> **DESCRIPTION OF THE TASK**
Among the entries below, extract exactly the lines that run from the one with "lovely net-negative PR" through the one with "I have some", both ends included.

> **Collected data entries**
──────────

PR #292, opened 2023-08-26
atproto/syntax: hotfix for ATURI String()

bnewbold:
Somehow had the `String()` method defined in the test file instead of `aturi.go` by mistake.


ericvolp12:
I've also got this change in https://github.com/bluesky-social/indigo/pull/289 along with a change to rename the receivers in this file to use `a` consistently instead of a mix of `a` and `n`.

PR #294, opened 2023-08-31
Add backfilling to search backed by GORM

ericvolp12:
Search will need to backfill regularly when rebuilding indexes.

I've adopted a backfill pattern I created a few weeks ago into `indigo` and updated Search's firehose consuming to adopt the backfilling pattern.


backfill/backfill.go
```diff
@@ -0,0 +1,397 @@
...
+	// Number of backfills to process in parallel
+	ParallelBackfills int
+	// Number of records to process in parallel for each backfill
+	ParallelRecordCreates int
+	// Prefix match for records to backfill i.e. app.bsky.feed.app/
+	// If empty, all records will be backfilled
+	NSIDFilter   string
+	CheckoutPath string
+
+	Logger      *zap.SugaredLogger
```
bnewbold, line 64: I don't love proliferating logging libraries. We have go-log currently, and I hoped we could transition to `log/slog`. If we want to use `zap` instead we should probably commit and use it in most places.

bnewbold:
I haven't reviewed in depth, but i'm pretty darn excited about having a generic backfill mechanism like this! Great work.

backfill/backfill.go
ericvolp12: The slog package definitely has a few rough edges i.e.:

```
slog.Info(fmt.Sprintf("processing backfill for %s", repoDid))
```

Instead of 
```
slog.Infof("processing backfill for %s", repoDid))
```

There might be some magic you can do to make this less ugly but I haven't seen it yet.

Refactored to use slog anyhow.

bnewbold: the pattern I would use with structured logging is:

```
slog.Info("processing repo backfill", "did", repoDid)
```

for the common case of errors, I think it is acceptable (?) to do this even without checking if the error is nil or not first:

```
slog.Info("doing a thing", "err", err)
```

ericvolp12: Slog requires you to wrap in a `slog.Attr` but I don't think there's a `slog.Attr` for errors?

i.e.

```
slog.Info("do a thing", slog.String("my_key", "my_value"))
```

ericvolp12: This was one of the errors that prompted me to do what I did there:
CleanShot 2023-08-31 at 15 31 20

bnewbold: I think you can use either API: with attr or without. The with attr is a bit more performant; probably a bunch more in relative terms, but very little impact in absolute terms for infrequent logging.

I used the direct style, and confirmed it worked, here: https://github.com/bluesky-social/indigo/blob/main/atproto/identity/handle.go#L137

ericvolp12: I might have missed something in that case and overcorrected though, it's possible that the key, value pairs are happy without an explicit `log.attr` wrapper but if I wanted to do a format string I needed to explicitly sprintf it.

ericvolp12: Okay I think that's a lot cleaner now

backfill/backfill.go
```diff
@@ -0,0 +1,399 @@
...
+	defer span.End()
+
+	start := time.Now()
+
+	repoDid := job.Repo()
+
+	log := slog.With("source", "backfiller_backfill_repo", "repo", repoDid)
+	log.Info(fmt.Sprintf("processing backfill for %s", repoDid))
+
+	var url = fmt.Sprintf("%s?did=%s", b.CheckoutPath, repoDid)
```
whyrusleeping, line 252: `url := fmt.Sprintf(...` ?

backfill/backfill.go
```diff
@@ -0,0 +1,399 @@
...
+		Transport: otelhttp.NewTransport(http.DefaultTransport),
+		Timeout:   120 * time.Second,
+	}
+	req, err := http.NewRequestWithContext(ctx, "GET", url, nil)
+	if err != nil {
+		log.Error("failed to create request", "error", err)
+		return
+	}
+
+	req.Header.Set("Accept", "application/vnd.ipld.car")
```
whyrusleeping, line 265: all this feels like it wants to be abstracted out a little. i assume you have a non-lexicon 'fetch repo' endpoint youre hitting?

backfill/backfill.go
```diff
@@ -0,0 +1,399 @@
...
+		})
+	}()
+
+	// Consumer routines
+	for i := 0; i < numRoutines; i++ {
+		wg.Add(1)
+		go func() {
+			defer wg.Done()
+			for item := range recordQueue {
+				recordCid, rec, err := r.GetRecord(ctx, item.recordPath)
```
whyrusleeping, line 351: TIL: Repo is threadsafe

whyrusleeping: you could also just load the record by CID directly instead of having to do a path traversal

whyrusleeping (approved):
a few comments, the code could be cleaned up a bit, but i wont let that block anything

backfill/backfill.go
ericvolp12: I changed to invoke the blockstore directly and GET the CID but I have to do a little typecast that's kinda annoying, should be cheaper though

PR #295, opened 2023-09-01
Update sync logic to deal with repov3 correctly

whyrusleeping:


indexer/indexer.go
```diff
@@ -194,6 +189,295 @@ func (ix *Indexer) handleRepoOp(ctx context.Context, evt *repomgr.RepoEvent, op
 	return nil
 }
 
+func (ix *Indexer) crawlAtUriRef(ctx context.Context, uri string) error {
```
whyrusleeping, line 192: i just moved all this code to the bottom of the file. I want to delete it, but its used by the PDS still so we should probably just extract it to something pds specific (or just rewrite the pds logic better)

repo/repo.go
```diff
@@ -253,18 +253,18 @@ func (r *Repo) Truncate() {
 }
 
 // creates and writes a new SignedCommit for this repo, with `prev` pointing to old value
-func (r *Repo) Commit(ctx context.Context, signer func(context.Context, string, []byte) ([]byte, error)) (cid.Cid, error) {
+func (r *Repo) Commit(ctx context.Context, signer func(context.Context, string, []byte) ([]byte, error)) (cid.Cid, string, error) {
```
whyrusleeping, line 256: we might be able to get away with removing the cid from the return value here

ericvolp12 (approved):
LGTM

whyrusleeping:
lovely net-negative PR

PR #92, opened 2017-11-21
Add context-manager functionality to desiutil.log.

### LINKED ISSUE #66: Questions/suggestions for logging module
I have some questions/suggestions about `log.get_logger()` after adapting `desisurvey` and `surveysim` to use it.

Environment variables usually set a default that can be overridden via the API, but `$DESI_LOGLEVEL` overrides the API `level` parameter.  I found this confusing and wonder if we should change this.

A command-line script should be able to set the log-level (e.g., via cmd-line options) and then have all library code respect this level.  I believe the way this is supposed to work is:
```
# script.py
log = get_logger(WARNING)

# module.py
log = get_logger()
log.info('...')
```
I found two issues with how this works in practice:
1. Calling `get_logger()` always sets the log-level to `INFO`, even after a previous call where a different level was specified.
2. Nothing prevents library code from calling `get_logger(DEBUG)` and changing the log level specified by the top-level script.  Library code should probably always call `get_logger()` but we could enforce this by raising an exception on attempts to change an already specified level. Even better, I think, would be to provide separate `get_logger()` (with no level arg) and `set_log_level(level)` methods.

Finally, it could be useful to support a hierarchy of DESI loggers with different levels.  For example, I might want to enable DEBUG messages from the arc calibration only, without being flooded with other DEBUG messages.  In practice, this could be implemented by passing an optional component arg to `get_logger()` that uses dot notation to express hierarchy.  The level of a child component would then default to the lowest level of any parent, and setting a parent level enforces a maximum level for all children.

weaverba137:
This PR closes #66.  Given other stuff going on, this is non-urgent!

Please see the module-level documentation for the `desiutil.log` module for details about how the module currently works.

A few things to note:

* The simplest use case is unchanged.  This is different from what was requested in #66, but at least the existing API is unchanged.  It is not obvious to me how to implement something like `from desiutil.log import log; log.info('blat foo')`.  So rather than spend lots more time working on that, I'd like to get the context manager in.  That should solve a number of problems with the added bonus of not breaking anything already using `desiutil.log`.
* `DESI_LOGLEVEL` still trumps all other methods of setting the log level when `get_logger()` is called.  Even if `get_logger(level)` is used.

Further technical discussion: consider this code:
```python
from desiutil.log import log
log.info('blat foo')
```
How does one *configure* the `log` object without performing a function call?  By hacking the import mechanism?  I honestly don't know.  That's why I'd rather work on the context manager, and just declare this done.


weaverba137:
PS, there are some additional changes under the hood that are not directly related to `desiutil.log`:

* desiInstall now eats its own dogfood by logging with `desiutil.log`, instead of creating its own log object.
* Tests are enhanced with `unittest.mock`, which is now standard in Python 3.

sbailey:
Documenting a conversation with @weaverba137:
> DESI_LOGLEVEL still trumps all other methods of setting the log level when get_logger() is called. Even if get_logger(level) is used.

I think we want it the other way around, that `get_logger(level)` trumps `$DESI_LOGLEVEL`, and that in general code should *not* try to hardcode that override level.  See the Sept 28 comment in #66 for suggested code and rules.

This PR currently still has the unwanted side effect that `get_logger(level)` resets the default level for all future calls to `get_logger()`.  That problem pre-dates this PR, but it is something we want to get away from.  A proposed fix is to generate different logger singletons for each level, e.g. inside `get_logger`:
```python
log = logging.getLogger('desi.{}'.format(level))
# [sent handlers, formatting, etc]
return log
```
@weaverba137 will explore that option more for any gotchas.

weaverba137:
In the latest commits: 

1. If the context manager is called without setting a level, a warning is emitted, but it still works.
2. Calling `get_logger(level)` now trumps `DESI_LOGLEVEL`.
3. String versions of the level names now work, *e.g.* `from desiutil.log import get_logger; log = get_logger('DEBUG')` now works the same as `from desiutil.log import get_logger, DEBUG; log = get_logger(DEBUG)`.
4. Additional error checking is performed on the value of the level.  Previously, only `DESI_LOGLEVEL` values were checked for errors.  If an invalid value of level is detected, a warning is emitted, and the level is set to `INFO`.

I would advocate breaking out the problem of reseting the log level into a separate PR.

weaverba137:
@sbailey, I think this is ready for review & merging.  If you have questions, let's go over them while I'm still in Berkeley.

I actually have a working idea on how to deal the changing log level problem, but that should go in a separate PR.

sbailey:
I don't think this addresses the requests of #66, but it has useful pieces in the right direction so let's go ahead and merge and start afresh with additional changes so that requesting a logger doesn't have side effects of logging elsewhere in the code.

──────────

> **EXERCISE RESPONSE**
lovely net-negative PR

PR #92, opened 2017-11-21
Add context-manager functionality to desiutil.log.

### LINKED ISSUE #66: Questions/suggestions for logging module
I have some questions/suggestions about `log.get_logger()` after adapting `desisurvey` and `surveysim` to use it.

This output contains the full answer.